Blue Chips Leave Techs Behind

Stocks soared in early trading Tuesday on the latest plans to save faltering credit markets, but the indexes pared their gains late in the day — and the Nasdaq gave back all its gains to end the day unchanged.

A plan to freeze home foreclosures and an offer from billionaire investor Warren Buffett to help bond insurers with municipal bond obligations boosted stocks in the early going, but fears that the latest moves aren’t enough to stem the seven-month-old credit market meltdown had stocks on the defensive the rest of the day.

Apple and Research In Motion led the tech pullback with losses of 3% each. RIM was weighed down after suffering a significant service outage, while Apple lost ground on fears of mobile phone competition from Google.

Yahoo lost 1% even though Microsoft signaled that it will continue trying to acquire the company.

Qwest, Nuance Communications and Veeco Instruments gained on better than expected quarterly results.

JDS Uniphase finally fell victim to profit-taking, down 7% on the day.

After the close, Applied Materials gained 4% after reporting better than expected results and new orders.
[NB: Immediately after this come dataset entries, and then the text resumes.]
Issue #438, opened 2015-11-04
Missing test for-of with non-destructuring, non-simple LHS


caitp:
Example: [v8:4418](https://code.google.com/p/v8/issues/detail?id=4418)

jugglinmike:
Hey Cait! I've submitted a pull request for this early error plus a few more over at gh-510.

leobalter:
this is fixed by 5a77ac8 and #510

PR #510, opened 2016-02-16
Add tests for IterationStatement early errors

jugglinmike:
gh-438 describes an early error that is not currently verified by Test262. It looks as though *none* of the early errors for IterationStatements ([here](https://tc39.github.io/ecma262/#sec-semantics-static-semantics-early-errors), [here](https://tc39.github.io/ecma262/#sec-for-statement-static-semantics-early-errors), and [here](https://tc39.github.io/ecma262/#sec-for-in-and-for-of-statements-static-semantics-early-errors)) are tested. This patch contains tests for each (that's an iteration joke).

Doing this cleanly involved a little housekeeping around file names (beyond gh-499). I've organized those changes into a separate commit.

Resolves gh-438.


test/language/statements/for-in/head-const-bound-names-in-stmt.js
```diff
@@ -0,0 +1,15 @@
+// Copyright (C) 2016 the V8 project authors. All rights reserved.
+// This code is governed by the BSD license found in the LICENSE file.
+/*---
+description: The body may not re-declare variables declared in the head
+negative: SyntaxError
+info: |
```
leobalter: we've been using the `>` character on the other parts, it's good to use them here for consistency.

test/language/statements/for-in/head-const-bound-names-in-stmt.js
```diff
@@ -0,0 +1,15 @@
...
+    It is a Syntax Error if any element of the BoundNames of ForDeclaration
+    also occurs in the VarDeclaredNames of Statement.
+id: sec-for-in-and-for-of-statements
+es6id: 13.7
+---*/
+
+for (const x in {}) {
+  var x;
```
leobalter: this is a great test and a great feature, it would be challenging to interpret this code otherwise.

test/annexB/language/statements/for-in/labeled-fn-stmt-lhs.js
```diff
@@ -0,0 +1,11 @@
+// Copyright (C) 2016 the V8 project authors. All rights reserved.
+// This code is governed by the BSD license found in the LICENSE file.
+/*---
+description: It is a Syntax Error if IsLabelledFunction(Statement) is true.
+negative: SyntaxError
+id: sec-labelled-function-declarations
+es6id: B.3.2
+---*/
+
+var x;
```
leobalter: this line is not necessary

test/language/statements/for-in/head-const-bound-names-in-stmt.js
```diff
@@ -0,0 +1,15 @@
+// Copyright (C) 2016 the V8 project authors. All rights reserved.
+// This code is governed by the BSD license found in the LICENSE file.
+/*---
+description: The body may not re-declare variables declared in the head
+negative: SyntaxError
+info: |
+    It is a Syntax Error if any element of the BoundNames of ForDeclaration
+    also occurs in the VarDeclaredNames of Statement.
+id: sec-for-in-and-for-of-statements
+es6id: 13.7
```
leobalter: we don't need to have both ids, but it's not an early error if you keep it. (intended joke)

test/language/statements/for-in/head-const-bound-names-let.js
```diff
@@ -0,0 +1,13 @@
...
+description: The declaration may not contain a binding for `let`
+negative: SyntaxError
+info: |
+    It is a Syntax Error if the BoundNames of ForDeclaration contains "let".
+id: sec-for-in-and-for-of-statements
+es6id: 13.7
+flags: [noStrict]
+---*/
+
+for (const let in {}) {}
```
leobalter: this is an early error on strict mode too, right?

leobalter:
I loved the use of label recursion (on the labelledItem).

Just a few minor comments, this already looks great.

test/annexB/language/statements/for-in/labeled-fn-stmt-lhs.js
jugglinmike: You are correct. Three other tests for SyntaxErrors also needlessly included variable declarations. I've removed them all in 9be1481

test/language/statements/for-in/head-const-bound-names-in-stmt.js
jugglinmike: The `>` block literal delimiter is used for "folded" block literals, meaning
newlines will be stripped from the specified value. For the most part, we've
been using newlines to format the contents of our tests' `info` fields. My use
of `|` here is intentional; it may be inconsistent with the existing tests, but
I think correctness trumps consistency.

test/language/statements/for-in/head-const-bound-names-let.js
jugglinmike: It is an early error, but due to another part of the specification (strict mode
restrictions on identifiers). This test declares `noStrict` in order to keep
the semantics under test limited to the IterationStatement's early errors (we
maintain explicit tests for strict mode identifier restrictions elsewhere).

test/language/statements/for-in/head-const-bound-names-in-stmt.js
leobalter: Do you mean the newline characters?

That's interesting, thanks!

leobalter:
LGTM. :shipit:

caitp:
The V8 issue referenced in #438 is specifically about `for (<PropertyReference> of <Expression>)`, eg `x.y of [1, 2, 3]`, etc

jugglinmike:
Ah, I guess I was confused because the original report used a MemberExpression within a parenthesized expression--it was `for-in/head-lhs-cover.js` and `for-of/head-lhs-cover.js` that I had in mind. Anyway, I've added analogous tests for a MemberExpression in that position.

caitp:
I believe the parenthesized MemberExpression is valid too, due to being a valid simple assignment target  -- the new tests look good tho

test/language/statements/for-in/head-lhs-member.js
```diff
@@ -0,0 +1,19 @@
+// Copyright (C) 2016 the V8 project authors. All rights reserved.
+// This code is governed by the BSD license found in the LICENSE file.
+
+/*---
+description: >
+    Head's AssignmentExpression may be a MemberExpression
+id: sec-for-in-and-for-of-statements-static-semantics-early-errors
+es6id: 13.7
```
leobalter: I believe `sec-for-in-and-for-of-statements` and `13.7.5` fit best on the id fields. (the same applies for the other new test file)

test/annexB/language/statements/do-while/labeled-fn-stmt.js
```diff
@@ -0,0 +1,10 @@
+// Copyright (C) 2016 the V8 project authors. All rights reserved.
+// This code is governed by the BSD license found in the LICENSE file.
+/*---
+description: It is a Syntax Error if IsLabelledFunction(Statement) is true.
+negative: SyntaxError
+id: sec-labelled-function-declarations
+es6id: B.3.2
+---*/
+
+do label1: label2: function f() {} while (false)
```
goyakin: Isn't `LabelledItem: FunctionDeclaration` disallowed **only** in **strict** mode? I believe this file needs the `onlyStrict` flag because of that.

test/language/statements/for/head-const-bound-names-in-stmt.js
```diff
@@ -0,0 +1,18 @@
...
+description: The body may not re-declare variables declared in the head
+info: |
+    IterationStatement :
+        for ( LexicalDeclaration Expressionopt ; Expressionopt ) Statement
+
+    It is a Syntax Error if any element of the BoundNames of LexicalDeclaration
+    also occurs in the VarDeclaredNames of Statement.
+negative: SyntaxError
+id: sec-for-in-and-for-of-statements
+es6id: 13.7
```
goyakin: The IDs for files under `test/language/statements/for` point to the wrong section.

test/language/statements/for-in/head-lhs-member.js
goyakin: I agree.

test/language/statements/for-in/head-const-bound-names-in-stmt.js
goyakin: :smile:

@jugglinmike If you decide to keep the `es6id`s, we should update them to point to the more specific sections (e.g., `13.7.5` instead of `13.7`).

goyakin:
@jugglinmike Other than the minor comments I left inline, this PR LGTM.

test/language/statements/for/head-const-bound-names-in-stmt.js
jugglinmike: My mistake. Fix is on it's way

test/language/statements/for-in/head-lhs-member.js
jugglinmike: Alrighty

test/annexB/language/statements/do-while/labeled-fn-stmt.js
jugglinmike: This is a little tricky, but I believe this particular early error applies
regardless of language mode.

[Section
13.3.1](http://www.ecma-international.org/ecma-262/6.0/#sec-labelled-statements-static-semantics-early-errors)
describes an early error for labelled statements generally:

> LabelledItem : FunctionDeclaration
>
>     It is a Syntax Error if any source text matches this rule.
> 
> NOTE An alternative definition for this rule is provided in B.3.2.

[Section
B.3.2](http://www.ecma-international.org/ecma-262/6.0/#sec-labelled-function-declarations)
modifies that general rule:

> It is a Syntax Error if any strict mode source code matches this rule.

This clearly limits the error to strict mode. But the early error under test
specifically concerns the statement as is appears within an IterationStatement.
[Section
13.7.1.1](http://www.ecma-international.org/ecma-262/6.0/#sec-labelled-statements-static-semantics-early-errors)
reads:

> It is a Syntax Error if IsLabelledFunction(Statement) is true.
>
> NOTE It is only necessary to apply this rule if the extension specified in
> B.3.2 is implemented.

Here, the language mode is *not* taken into account.

So by my reading, the only place where a labelled function declaration should
not throw an error is when it appears in a StatementList of non-strict mode
code that does not implement Annex B:

Position           | Mode       | Annex B         | Error?
-------------------|------------|-----------------|--------
StatementList      | Non-strict | Not implemented | Yes
StatementList      | Non-strict | Implemented     | No
StatementList      | Strict     | Not implemented | Yes
StatementList      | Strict     | Implemented     | Yes
IterationStatement | Non-strict | Not implemented | Yes
IterationStatement | Non-strict | Implemented     | Yes
IterationStatement | Strict     | Not implemented | Yes
IterationStatement | Strict     | Implemented     | Yes

Does this sound right to you?

goyakin: I see, this should be an error regardless of the mode for `IterationStatement`. In that case, we should change the `id` to point to `sec-semantics-static-semantics-early-errors` (`13.7.1.1`) instead.

goyakin:
One more thing, could you convert `id`s in the frontmatter to `esid`?

test/annexB/language/statements/do-while/labeled-fn-stmt.js
jugglinmike: Yes, I think you're right.

jugglinmike:
Sure!

jugglinmike:
I've also added an `info` field to describe the intention of the AnnexB tests, since the issue is so subtle:

> Although Annex B describes an extension which permits labelled function declarations outside of strict mode, this early error is applied regardless of the language mode.

goyakin:
Merged as 5a77ac86a95e54b0e1d03588e1642e04652b9429.

@jugglinmike FYI, since Annex B doesn't apply, I moved the files under `test/annexB/language` to `test/language`.

PR #514, opened 2016-02-19
Console Runner: Fix Race Condition

jugglinmike:
When spawning threads from within a `for` loop, the original
parallelization implementation relied on a function closure to access
each `TestCase` instance.  Due to the concurrent and non-deterministic
nature of thread processing, the value of this reference at execution
time was unstable.

Explicitly specify the `TestCase` instance to the `Thread` constructor,
ensuring that each thread is run with the intended value, regardless of
execution order.

Resolves gh-512.

### DIFF
--- a/tools/packaging/test262.py
+++ b/tools/packaging/test262.py
@@ -591,7 +591,7 @@ class TestSuite(object):
       log_lock = None
 
     for case in cases:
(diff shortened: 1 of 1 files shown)


goyakin:
Closing in favor of #513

The Nasdaq was unchanged at 2320, the S&P gained 9 to 1348, and the Dow rose 133 to 12,373. Volume rose to 4.03 billion shares on the NYSE, and 2.22 billion on the Nasdaq. Advancers led by a 21-12 margin on the NYSE, and 17-13 on the Nasdaq. Upside volume was 64% on the NYSE, and 44% on the Nasdaq. New highs-new lows were 50-92 on the NYSE, and 53-111 on the Nasdaq.